Selain sebagai landasan untuk menguji fakta-fakta, berita acara juga
menjadi landasan pemeriksaan saksi. Seperti yang ditegaskan Pasal 152 HIR,
pemeriksaan dan keterangan saksi ditulis dalam berita acara. Dengan
demikian, berita acara merupakan landasan pemeriksaan untuk menentukan
keabsahan syarat formil dan syarat materil keterangn saksi maupun untuk
menentukan nilai kekuatan pembuktiannya.
Oleh sebab itu, ketika kita melihat kepada putusan Pengadilan Tinggi
Agama Semarang yang telah menjatuhkan putusan dengan No:
204/Pdt.G/2000/PTA.Smg, Pengadilan Tinggi Agama Semarang tidak melihat
dan mempelajari atau memeriksa berita acara dari pengadilan agama. Dalam
berita acara yang diberikan pengadilan agama disitu menyebutkan bahwa
pemohon atau sekarang pembanding tidak sanggup untuk menghadirkan saksi
untuk menguatkan gugatan-gugatannya dalam persidangan.

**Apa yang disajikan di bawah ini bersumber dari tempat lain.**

PR #5679, opened 2017-05-22
WASM contracts MVP

NikVolf:
- If wasm contracts are enabled by the engine, evm executor will choose wasm interpreter to run the code if also the contract code starts with wasm program header.

- Wasm contracts can be called, but cannot call other contracts in the MVP

- Wasm contracts can suicide

- Wasm contracts can read and update storage, allocate memory and use most of the rust std lib (the only implication of it is the resulting size of the contract)

- Build process for the contracts and use of the state api both can be found in `wasm-tests` repo:
https://github.com/paritytech/wasm-tests (the parity also runs tests against them, compiled). Rust wasm support is not very mature still, requires nightly and some linker args magic to produce result we need (contributions and suggestions to improve the above are welcome)

- `parity-wasm` repo is the general purpose crate to serialize/deserialize wasm and also hosts (probably temporary) the interpreter

- `wasm-utils` repo contains utilities to manipulate wasm for parity-specific targets (optimize symbols, substitute allocators, inject gas counter)


.gitmodules
```diff
@@ -2,3 +2,6 @@
 	path = ethcore/res/ethereum/tests
 	url = https://github.com/ethereum/tests.git
 	branch = develop
+[submodule "ethcore/res/wasm-tests"]
+	path = ethcore/res/wasm-tests
+	url = https://github.com/NikVolf/wasm-tests
```
rphmeier: a paritytech repo might be better

rphmeier:
Could we use paritytech repos instead of `nikvolf` for wasm-utils and wasm-tests?

ethcore/src/evm/wasm/call_args.rs
```diff
@@ -0,0 +1,64 @@
...
+    pub sender: [u8; 20],
+
+    /// Original transaction initiator
+    pub origin: [u8; 20],
+
+    /// Transfer value
+    pub value: [u8; 32],
+
+    /// Reserved space / alignment to 256 bytes
+    _reserved: [u8; 164],
```
arkpar: Is this really required? `data` makes this struct over 256 bytes anyway, so it is not really aligned.

ethcore/src/evm/wasm/mod.rs
```diff
@@ -0,0 +1,189 @@
...
+		let env_instance = self.program.module("env")
+			.ok_or(evm::Error::Wasm("Env module somehow does not exist in wasm runner runtime"))?;
+
+		// todo: prefer panic?
+		let env_memory = env_instance.memory(interpreter::ItemIndex::Internal(0))
+			.map_err(|_| evm::Error::Wasm("Linear memory somehow does not exist in wasm runner runtime"))?;
+
+		if params.gas > ::std::u64::MAX.into() {
+			// todo: prefer panic?
+			return Err(evm::Error::Wasm("Wasm interpreter cannot run contracts with gas > 2^64"));
```
arkpar: `>=` to be precise

ethcore/src/engines/authority_round.rs
```diff
@@ -58,6 +58,8 @@ pub struct AuthorityRoundParams {
 	pub eip155_transition: u64,
 	/// Monotonic step validation transition block.
 	pub validate_step_transition: u64,
+	/// If wasm contracts are supported.
+	pub wasm: bool,
```
rphmeier: this could be in `CommonParams`

ethcore/src/engines/mod.rs
```diff
@@ -309,6 +309,11 @@ pub trait Engine : Sync + Send {
 		self.snapshot_components().is_some()
 	}
 
+	/// If this engine supports wasm contracts.
+	fn supports_wasm(&self) -> bool {
+		false
```
rphmeier: then this would just be `self.params().supports_wasm`

ethcore/src/evm/evm.rs
```diff
@@ -79,6 +82,12 @@ impl From<builtin::Error> for Error {
 	}	
 }
 
+impl From<wasm::RuntimeError> for Error {
+	fn from(_err: wasm::RuntimeError) -> Self {
+		Error::Wasm("Runtime error")
```
rphmeier: This isn't a really useful message. Why not format the wasm error into a `String`?

ethcore/src/evm/evm.rs
```diff
@@ -89,6 +98,7 @@ impl fmt::Display for Error {
 			StackUnderflow { .. } => "Stack underflow",
 			OutOfStack { .. } => "Out of stack",
 			BuiltIn { .. } => "Built-in failed",
+			Wasm { .. } => "Wasm error",
```
rphmeier: this should use the inner string

ethcore/src/evm/wasm/call_args.rs
rphmeier: Alignment can also be done with a `PhantomData`, but nothing will naturally require align greater than system word length until `#[repr(align(_))]` attribute stabilizes.

ethcore/src/evm/wasm/result.rs
```diff
@@ -0,0 +1,47 @@
...
+//! Wasm evm results helper
+
+use byteorder::{LittleEndian, ByteOrder};
+
+use parity_wasm::interpreter;
+
+use super::ptr::WasmPtr;
+use super::runtime::Error as RuntimeError;
+
+pub struct WasmResult {
```
arkpar: Struct and functions could use some documentation

ethcore/src/evm/wasm/runtime.rs
```diff
@@ -0,0 +1,274 @@
...
+
+pub struct Runtime<'a> {
+	gas_counter: u64,
+	gas_limit: u64,
+	dynamic_top: u32,
+	ext: &'a mut evm::Ext,
+	memory: Arc<interpreter::MemoryInstance>,
+}
+
+impl<'a> Runtime<'a> {
```
arkpar: Missing documentation for pub functions

rphmeier:
How are non `UserFunction` operations gas-priced?

ethcore/src/evm/evm.rs
NikVolf: to avoid heap allocations which can be triggered by the very cheap contract?

ethcore/src/evm/wasm/runtime.rs
```diff
@@ -0,0 +1,274 @@
...
+
+	pub fn storage_write(&mut self, context: interpreter::CallerContext) 
+		-> Result<Option<interpreter::RuntimeValue>, interpreter::Error>
+	{
+		let mut context = context;
+		let val = self.pop_h256(&mut context)?;
+		let key = self.pop_h256(&mut context)?;
+		trace!(target: "wasm", "storage_write: value {} at @{}", &val, &key);
+
+		// todo: return a runtime error contract can handle or as it is now - general failure?
```
arkpar: I suppose external errors should not be propagated to contracts since they can't handle them in any meaningful way. External error == consensus error here.

ethcore/src/evm/wasm/call_args.rs
NikVolf: sure, on second thought, it is not required
I thought it might be useful for contracts to be compatible when the header changes (extends or shrinks), but this can be achieved by other more consensus-friendly means (versioned header)

ethcore/src/evm/wasm/mod.rs
NikVolf: oh but why u64::MAX is not good enough to be a max here?

ethcore/src/evm/wasm/runtime.rs
NikVolf: updated

ethcore/src/evm/wasm/mod.rs
rphmeier: `u64::MAX` is `2^64 - 1`, so `>=` just corrects the statement.

ethcore/src/evm/evm.rs
rphmeier: I see, but there are also a lot of wasm errors with allocated strings that will be discarded here. Perhaps an inner `enum WasmError { Runtime, Other(String) }` so that extra info isn't lost?

NikVolf:
@rphmeier 
in the MVP, any single wasm opcode just costs 1 gas
runtime is free to multiply it by any coefficient though:

https://github.com/paritytech/parity/pull/5679/files#diff-8bf882394d19ca210e0b45ddfc7b775aR151

ethcore/src/evm/evm.rs
NikVolf: I think i will do as you originally suggested for now, more proper way would require interpreter to be generic over error type that user functions can return

rphmeier: yeah, that makes sense.

ethcore/src/evm/wasm/mod.rs
```diff
@@ -151,49 +151,106 @@ impl evm::Evm for WasmInterpreter {
...
+	use parity_wasm::elements::ValueType::*;
+
 	interpreter::UserFunctions {
 		executor: runtime,
 		functions: vec![
 			interpreter::UserFunction {
 				name: "_storage_read".to_owned(),
-				params: vec![elements::ValueType::I32, elements::ValueType::I32],
-				result: Some(elements::ValueType::I32),
+				params: vec![I32, I32],
```
rphmeier: since these all seem to be statically known, why not have it take a `&'static [ValueType]` instead of requiring allocation on each one?

NikVolf: Yeah, this optimisation can be made right away

ethcore/src/evm/evm.rs
```diff
@@ -66,6 +67,8 @@ pub enum Error {
 	MutableCallInStaticContext,
 	/// Likely to cause consensus issues.
 	Internal(String),
+	/// Wasm runtime error
+	Wasm(String),
```
Vurich: Is there something better we can give here than `String`? Maybe a `WasmError` enum with some number of "proper" error variants and one `Unknown(String)` variant.

ethcore/src/evm/wasm/mod.rs
```diff
@@ -0,0 +1,159 @@
...
+					0, 
+					len,
+				),
+				apply_state: true,
+			})
+		}
+	}
+}
+
+fn native_bindings<'a>(runtime: &'a mut Runtime) -> interpreter::UserFunctions<'a> {
```
Vurich: Unnecessary lifetime parameters

ethcore/src/evm/wasm/runtime.rs
```diff
@@ -0,0 +1,356 @@
...
+		if prev + amount > self.gas_limit {
+			// exceeds gas
+			false
+		} else {
+			self.gas_counter = prev + amount;
+			true
+		}		
+	}
+
+	fn h256_at(&self, ptr: WasmPtr) -> Result<H256, interpreter::Error> {
```
Vurich: Can this lead to type confusion bugs? Can we have a `WasmPtr` carry a `PhantomData` to ensure that we deserialize to the correct type? If not, can we mark these functions as `unsafe`?

ethcore/src/evm/wasm/runtime.rs
```diff
@@ -0,0 +1,356 @@
...
+		// write call descriptor
+		// call descriptor is [args_ptr, args_len, return_ptr, return_len]
+		//   all are 4 byte length, last 2 are zeroed
+		let mut d_buf = [0u8; 16];
+		LittleEndian::write_u32(&mut d_buf[0..4], args_ptr);
+		LittleEndian::write_u32(&mut d_buf[4..8], args_len);
+		self.memory.set(d_ptr, &d_buf)?;
+
+		// write call args to memory
+		self.memory.set(args_ptr, &call_args.address)?;
```
Vurich: Hard-coded byte offsets here - can we use `mem::size_of_value` or abstract this some other way?

ethcore/src/evm/wasm/runtime.rs
```diff
@@ -0,0 +1,356 @@
...
+			"_suicide" => {
+				self.suicide(context)
+			},
+			"_create" => {
+				self.create(context)
+			},
+			"_debug" => {
+				self.debug_log(context)
+			},
+			"gas" => {
```
Vurich: Should this have an underscore like the rest? (I don't know, but it just sticks out so I thought I'd mention it).

ethcore/src/executive.rs
```diff
@@ -34,6 +34,8 @@ pub use types::executed::{Executed, ExecutionResult};
 /// Maybe something like here: `https://github.com/ethereum/libethereum/blob/4db169b8504f2b87f7d5a481819cfb959fc65f6c/libethereum/ExtVM.cpp`
 const STACK_SIZE_PER_DEPTH: usize = 24*1024;
 
+const WASM_MAGIC_NUMBER: [u8; 4] = [0x00, 0x61, 0x73, 0x6d];
```
Vurich: This is just personal taste but if a byte array is supposed to be ASCII I'd rather write this as `*b"\0asm"` instead. It doesn't matter, but it might be something to keep in mind going forward.

ethcore/src/evm/wasm/runtime.rs
NikVolf: I think we'd better keep it this way for now
to distinguish injected functions from runtime
"gas" function is unique in a way it cannot be called ever directly

ethcore/src/evm/wasm/runtime.rs
NikVolf: No, it's crossplatform offset, we cannot rely on Rust memory layout, despite it may happen to have same value.

ethcore/src/evm/wasm/runtime.rs
NikVolf: It's perfectly safe, because it works on bound-checked memory api

ethcore/src/evm/evm.rs
NikVolf: I would avoid to wrap `parity_wasm::interpreter::Error`, because it cannot be later meaningfully encoded as trace error and put in trace db, that's why it's encoded as string

Also I cannot imagine any code that would rely on handling specific wasm interpreter errors

Vurich: As long as it's strictly for human-readable messages then that's fine. If we ever finding ourself matching on it we can refactor to make it an error.

ethcore/src/evm/wasm/runtime.rs
Vurich: Bound-checked, sure, but that doesn't mean that it won't cause type confusion. We're for all intents and purposes doing unchecked `mem::transmute` to synthesise these values. It's not going to access uninitialized memory but it may cause us to interpret data as the wrong type.

ethcore/src/evm/wasm/runtime.rs
Vurich: Ok, can we at least extract it to be more self-documenting, or use `debug_assert_eq!(mem::size_of_value(something), 20)` to make sure that we're not truncating data? Also, we can use non-target-dependent datatypes in a `#[repr(C)]` struct, which also has the benefit of allowing us to blit it to memory in a single call (even if it requires doing `mem::transmute::<Foo, [u8; 100]>(my_struct)` or whatever).

ethcore/src/evm/wasm/runtime.rs
Vurich: What happens if you compile a C file with a function called `gas` to wasm and run it as a contract? If we want it to be impossible (for some value of "impossible") to accidentally link a file with a conflicting name we can use non-ASCII or unprintable characters, like `\0` or 💩.

Obviously if defining `gas` and compiling to wasm does nothing then you can just give it whatever name you like, I don't actually know the semantics here I'm just pointing out something that might cause a problem.

NikVolf: You cannot have named functions in webassembly, only imports or exports are named
And if C program will import `gas` function explicitly, it will be invalid as a contract and will fail instantly, before even running (as wasm module validation fails when there are duplicated imports, there should be rule about it in webassembly official testsuite)

ethcore/src/evm/wasm/mod.rs
NikVolf: not working, btw, since `interpreter::UserFunctions` has an explicit lifetime
see https://gitlab.parity.io/parity/parity/-/jobs/59538

ethcore/src/evm/wasm/runtime.rs
Vurich: Sweet, LGTM then.

ethcore/src/evm/wasm/mod.rs
Vurich: It's not because `UserFunctions` has a lifetime parameter, it's because `Runtime` has a lifetime parameter. `&mut Runtime` has two elided lifetime parameters, so when you had the lifetime parameter to the function it elided one of them and not the other. You do need the parameters in this case, sorry. I didn't know `Runtime` took a lifetime parameter.

Basically, it desugars to:

```rust
fn native_bindings<'a, 'b>(runtime: &'a mut Runtime<'b>) -> interpreter::UserFunctions<'???>
```

Since there are two parameters to choose from, it doesn't know which to pass to `UserFunctions`.

ethcore/src/evm/wasm/runtime.rs
NikVolf: Still worth adding a explicit test for this case, thanks

ethcore/src/executive.rs
```diff
@@ -34,7 +34,7 @@ pub use types::executed::{Executed, ExecutionResult};
 /// Maybe something like here: `https://github.com/ethereum/libethereum/blob/4db169b8504f2b87f7d5a481819cfb959fc65f6c/libethereum/ExtVM.cpp`
 const STACK_SIZE_PER_DEPTH: usize = 24*1024;
 
-const WASM_MAGIC_NUMBER: [u8; 4] = b"\0asm";
+const WASM_MAGIC_NUMBER: &'static [u8; 4] = b"\0asm";
```
Vurich: Alternatively (it doesn't matter in this case, but it might in the future):

```rust
const WASM_MAGIC_NUMBER: [u8; 4] = *b"\0asm";
```

Also, Rust will automatically infer `'static` in `const` and `static` items (so you can write `&[u8; 4]` for the type)

ethcore/src/evm/wasm/runtime.rs
NikVolf: ok, let's chat about this and `WasmPtr` later in more detail
I will update in following prs if the chat will produce some useful outcome

Vurich: Sounds like a great idea. Don't get me wrong, the code looks good, I'm just pointing to some areas that might deserve a second look. There's nothing that I would argue against merging because of.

Hakim dalam tingkat banding haruslah memeriksa berita acara yang
diterimanya, terutama dalam hal saksi. Apakah saksi dalam persidangan telah
memenuhi syarat formil dan syarat materil. Syarat formil yang harus
diperiksa:
• bukan orang yang dilarang sebagai saksi berdasarkan Pasal 145 HIR,
• bukan orang yang berhak mengundurkan diri sesuai Pasal 146 HIR,
• saksi dipanggil dan diperiksa satu per satu berdasar Pasal 144 ayat 1,
• saksi disumpah menurut agamanya masing-masing sesuai Pasal 147 HIR.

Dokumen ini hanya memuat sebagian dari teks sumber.